Cryptosporidium Descriptions
Due to the immense numbers of bacteria relative to Cryptosporidium within the biofilm, several attempts at cutting thin (~100 nm) sections for transmission electron microscopy observation failed to locate life stages within the masses of biofilm at this scale. Therefore, Cryptosporidium developmental stages as described in this study were correlated with, and identified based on previous detailed morphological descriptions in in-vivo, cell-free, and in-vitro systems [13],[14],[16],[28],[38],[42]-[44].
Flow cytometry
All samples were analysed using flow cytometry (FACSCalibur, Becton Dickinson, Australia). Logarithmic signals were used for all parameters and the forward light scatter detector was set at E00 for all assays. The forward scatter detector was set to 396 V and the red fluorescent detector to 597 V.

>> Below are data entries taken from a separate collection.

PR #1177, opened 2024-05-30
Implementation of the aerosol-aware option in the Thompson MP

ldfowler58:
This PR updates the Thompson cloud microphysics parameterization to include the aerosol-aware option based on the WRF model release 4.1.4.

* In ./src/core_init_atmosphere, we added the initialization of the "water-friendly" and "ice-friendly" aerosols as a function of a monthly-mean based climatology from the GOddard Chemistry Aerosol and Transport Model (GOCART). The variables nwfa and nifa are included in the scalars array.

* In ./src/core_atmosphere/physics, the aerosol-aware option is triggered when config_microp_scheme is set to "mp_thompson_aerosols", and used to activate CCN and IN to form cloud liquid water droplets and ice crystals. In addition to nwfa and nifa, the number concentration of cloud liquid water droplets (nc) is an additional prognostic variable, also in the scalars array.

* In ./src/core_atmosphere/physics, the MYNN PBL scheme is used for mixing of aerosols in the PBL and free-troposphere. The radiative effect of aerosols is included in the RRTMG shortwave radiation code.

### DIFF
--- a/src/core_atmosphere/Registry.xml
+++ b/src/core_atmosphere/Registry.xml
@@ -3073,11 +3073,24 @@
 
 
                 <!-- ================================================================================================== -->
-                <!-- ... PARAMERIZATION OF CLOUDINESS:                                                                  -->
+                <!-- ... PARAMETERIZATION OF CLOUDINESS:                                                                -->
                 <!-- ================================================================================================== -->
 
                 <var name="cldfrac" type="real" dimensions="nVertLevels nCells Time" units="unitless"
                      description="horizontal cloud fraction"/>
+
+
+                <!-- ================================================================================================== -->
+                <!-- ... PARAMERIZATION OF AEROSOL OPTICAL PROPERTIES:                                                  -->
+                <!-- ================================================================================================== -->
+
+                <var name="taod5502d" type="real" dimensions="nCells Time" units="unitless"
+                     description="total aerosol optical depth at 550 nm from the Thompson cloud microphysics"
+                     packages="mp_thompson_aers_in"/>
+
+                <var name="taod5503d" type="real" dimensions="nVertLevels nCells Time" units="unitless"
+                     description="aerosol optical depth at 550 nm from the Thompson cloud microphysics"
+                     packages="mp_thompson_aers_in"/>
 
 
                 <!-- ================================================================================================== -->
--- a/src/core_atmosphere/Registry.xml
+++ b/src/core_atmosphere/Registry.xml
@@ -397,6 +397,7 @@
         <packages>
                 <package name="mp_kessler_in" description="parameterization of kessler microphysics."/>
                 <package name="mp_thompson_in" description="parameterization of Thompson cloud microphysics."/>
+                <package name="mp_thompson_aers_in" description="parameterization of scale-aware Thompson cloud microphysics."/>
                 <package name="mp_wsm6_in" description="parameterization of WSM6 cloud microphysics."/>
                 <package name="cu_grell_freitas_in" description="parameterization of Grell-Freitas convection."/>
                 <package name="cu_kain_fritsch_in" description="parameterization of Kain-Fritsch convection."/>
@@ -608,13 +609,15 @@
 			<var name="surface_pressure"/>
 
 #ifdef DO_PHYSICS
-			<var name="rainprod" packages="mp_thompson_in"/>
-			<var name="evapprod" packages="mp_thompson_in"/>
-			<var name="re_cloud" packages="mp_thompson_in;mp_wsm6_in"/>
-			<var name="re_ice" packages="mp_thompson_in;mp_wsm6_in"/>
-			<var name="re_snow" packages="mp_thompson_in;mp_wsm6_in"/>
-			<var name="nt_c" packages="mp_thompson_in"/>
-			<var name="mu_c" packages="mp_thompson_in"/>
+			<var name="rainprod"/>
+			<var name="evapprod"/>
+			<var name="re_cloud"/>
+			<var name="re_ice"/>
+			<var name="re_snow"/>
+			<var name="nwfa2d"/>
+			<var name="nifa2d"/>
+			<var name="nt_c"/>
+			<var name="mu_c"/>
                         <var name="tend_sfc_pressure"/>
 			<var name="rt_diabatic_tend"/>
 			<var name="nsteps_accum"/>
@@ -627,7 +630,9 @@
 			<var name="i_rainnc"/>
 			<var name="rainncv"/>
 			<var name="rainnc"/>
+			<var name="snowncv"/>
 			<var name="snownc"/>
+			<var name="graupelncv"/>
 			<var name="graupelnc"/>
 			<var name="sr"/>
 			<var name="i_rainc"/>
@@ -775,6 +780,18 @@
 			<var name="xmb_shallow"/>
 			<var name="qc_cu"/>
 			<var name="qi_cu"/>
+			<var name="rthmpten"/>
+			<var name="rqvmpten"/>
+			<var name="rqcmpten"/>
+			<var name="rqrmpten"/>
+			<var name="rqimpten"/>
+			<var name="rqsmpten"/>
+			<var name="rqgmpten"/>
+			<var name="rncmpten"/>
+			<var name="rnimpten"/>
+			<var name="rnrmpten"/>
+			<var name="rnifampten"/>
+			<var name="rnwfampten"/>
 			<var name="rthcuten"/>
 			<var name="rqvcuten"/>
 			<var name="rqccuten"/>
@@ -1521,31 +1538,43 @@
 
                         <var name="qc" array_group="moist" units="kg kg^{-1}"
                              description="Cloud water mixing ratio"
-                             packages="bl_mynn_in;bl_ysu_in;cu_ntiedtke_in;mp_kessler_in;mp_thompson_in;mp_wsm6_in"/>
+                             packages="bl_mynn_in;bl_ysu_in;cu_ntiedtke_in;mp_kessler_in;mp_thompson_in;mp_thompson_aers_in;mp_wsm6_in"/>
 
                         <var name="qr" array_group="moist" units="kg kg^{-1}"
                              description="Rain water mixing ratio"
-                             packages="mp_kessler_in;mp_thompson_in;mp_wsm6_in"/>
+                             packages="mp_kessler_in;mp_thompson_in;mp_thompson_aers_in;mp_wsm6_in"/>
 
                         <var name="qi" array_group="moist" units="kg kg^{-1}"
                              description="Ice mixing ratio"
-                             packages="bl_mynn_in;bl_ysu_in;cu_ntiedtke_in;mp_thompson_in;mp_wsm6_in"/>
+                             packages="bl_mynn_in;bl_ysu_in;cu_ntiedtke_in;mp_thompson_in;mp_thompson_aers_in;mp_wsm6_in"/>
 
                         <var name="qs" array_group="moist" units="kg kg^{-1}"
                              description="Snow mixing ratio"
-                             packages="bl_mynn_in;mp_thompson_in;mp_wsm6_in"/>
+                             packages="bl_mynn_in;mp_thompson_in;mp_thompson_aers_in;mp_wsm6_in"/>
 
                         <var name="qg" array_group="moist" units="kg kg^{-1}"
                              description="Graupel mixing ratio"
-                             packages="mp_thompson_in;mp_wsm6_in"/>
+                             packages="mp_thompson_in;mp_thompson_aers_in;mp_wsm6_in"/>
 
                         <var name="ni" array_group="number" units="nb kg^{-1}"
                              description="Cloud ice number concentration"
-                             packages="bl_mynn_in;mp_thompson_in"/>
+                             packages="bl_mynn_in;mp_thompson_in;mp_thompson_aers_in"/>
 
                         <var name="nr" array_group="number" units="nb kg^{-1}"
                              description="Rain number concentration"
-                             packages="mp_thompson_in"/>
+                             packages="mp_thompson_in;mp_thompson_aers_in"/>
+
+                        <var name="nc" array_group="number" units="nb kg^{-1}"
+                             description="Cloud water number concentration"
+                             packages="mp_thompson_aers_in"/>
+
+                        <var name="nifa" array_group="number" units="nb kg^{-1}"
+                             description="Ice-friendly aerosol number concentration"
+                             packages="mp_thompson_aers_in"/>
+
+                        <var name="nwfa" array_group="number" units="nb kg^{-1}"
+                             description="Water-friendly aerosol number concentration"
+                             packages="mp_thompson_aers_in"/>
                 </var_array>
 #endif
 
@@ -1851,31 +1880,43 @@
 
                         <var name="tend_qc" name_in_code="qc" array_group="moist" units="kg m^{-3} s^{-1}"
                              description="Tendency of cloud water mass per unit volume divided by d(zeta)/dz"
-                             packages="bl_mynn_in;bl_ysu_in;cu_ntiedtke_in;mp_kessler_in;mp_thompson_in;mp_wsm6_in"/>
+                             packages="bl_mynn_in;bl_ysu_in;cu_ntiedtke_in;mp_kessler_in;mp_thompson_in;mp_thompson_aers_in;mp_wsm6_in"/>
 
                         <var name="tend_qr" name_in_code="qr" array_group="moist" units="kg m^{-3} s^{-1}"
                              description="Tendency of rain water mass per unit volume divided by d(zeta)/dz"
-                             packages="mp_kessler_in;mp_thompson_in;mp_wsm6_in"/>
+                             packages="mp_kessler_in;mp_thompson_in;mp_thompson_aers_in;mp_wsm6_in"/>
 
                         <var name="tend_qi" name_in_code="qi" array_group="moist" units="kg m^{-3} s^{-1}"
                              description="Tendency of ice mass per unit volume divided by d(zeta)/dz"
-                             packages="bl_mynn_in;bl_ysu_in;cu_ntiedtke_in;mp_thompson_in;mp_wsm6_in"/>
+                             packages="bl_mynn_in;bl_ysu_in;cu_ntiedtke_in;mp_thompson_in;mp_thompson_aers_in;mp_wsm6_in"/>
 
                         <var name="tend_qs" name_in_code="qs" array_group="moist" units="kg m^{-3} s^{-1}"
                              description="Tendency of snow mass per unit volume divided by d(zeta)/dz"
-                             packages="bl_mynn_in;mp_thompson_in;mp_wsm6_in"/>
+                             packages="bl_mynn_in;mp_thompson_in;mp_thompson_aers_in;mp_wsm6_in"/>
 
                         <var name="tend_qg" name_in_code="qg" array_group="moist" units="kg m^{-3} s^{-1}"
                              description="Tendency of graupel mass per unit volume divided by d(zeta)/dz"
-                             packages="mp_thompson_in;mp_wsm6_in"/>
+                             packages="mp_thompson_in;mp_thompson_aers_in;mp_wsm6_in"/>
 
                         <var name="tend_ni" name_in_code="ni" array_group="number" units="nb m^{-3} s^{-1}"
                              description="Tendency of cloud ice number concentration multiplied by dry air density divided by d(zeta)/dz"
-                             packages="bl_mynn_in;mp_thompson_in"/>
+                             packages="bl_mynn_in;mp_thompson_in;mp_thompson_aers_in"/>
 
                         <var name="tend_nr" name_in_code="nr" array_group="number" units="nb m^{-3} s^{-1}" 
                              description="Tendency of rain number concentration multiplied by dry air density divided by d(zeta)/dz"
-                             packages="mp_thompson_in"/>
+                             packages="mp_thompson_in;mp_thompson_aers_in"/>
+
+                        <var name="tend_nc" name_in_code="nc" array_group="number" units="nb m^{-3} s^{-1}"
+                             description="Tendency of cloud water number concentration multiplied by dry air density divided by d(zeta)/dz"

To investigate the possibility of Cryptosporidium excystation in the biofilm system and cell-free culture, gating was used to discriminate and differentiate Cryptosporidium oocyst populations from mixed populations. The acquisition gate was determined based on the fluorescence (intensity) and forward scatter characteristics of Cy5- Crypt-a-Glo™-labelled pure bacteria and Cryptosporidium oocysts (unexcysted/excysted). In addition, cell free culture samples were also used to identify excysted oocyst populations. As such, two different populations were similarly used to differentiate gated areas for each of the physiological states of oocysts - intact and excysted. The collected data was analysed using FlowJo software (TreeStar).